● Collected data:
=== Begin Enclosure ===

Issue #42, opened 2026-05-11
Milvus Source Connector


kmos:
# Description

This project proposes the development of a Source Connector for Milvus, a high-performance vector database widely used in AI/ML-driven applications such as semantic search, recommendation systems, Retrieval-Augmented Generation (RAG), and multimodal search.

=== End Enclosure ===

● Action item:
Pull every line with "Connector" from the records.

● Result for this task:
Milvus Source Connector
This project proposes the development of a Source Connector for Milvus, a high-performance vector database widely used in AI/ML-driven applications such as semantic search, recommendation systems, Retrieval-Augmented Generation (RAG), and multimodal search.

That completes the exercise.